PR #795, opened 2018-06-11
gptp: Add monotonic raw clock option

christopher-s-hall:
Timestamp clocks that implement the PTP_SYS_OFFSET_PRECISE ioctl return
 cross-timestamps with respect to monotonic raw and realtime
Add configuration file option allowing clock selection for system/local
 clock relation

The default clock type is Realtime which is equivalent to the
 CLOCK_REALTIME option to clock_gettime
Optionally, MonotonicRaw (equivalent to CLOCK_MONOTONIC_RAW) can be
 specified in the gPTP daemon configuration file:

[clock]

SystemClock = MonotonicRaw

Aim of the exercise: All lines from the one containing "CLOCK_REALTIME option to clock_gettime" through the end of the data, and no others, are to be given again word for word.

Reply:
 CLOCK_REALTIME option to clock_gettime
Optionally, MonotonicRaw (equivalent to CLOCK_MONOTONIC_RAW) can be
 specified in the gPTP daemon configuration file:

[clock]

SystemClock = MonotonicRaw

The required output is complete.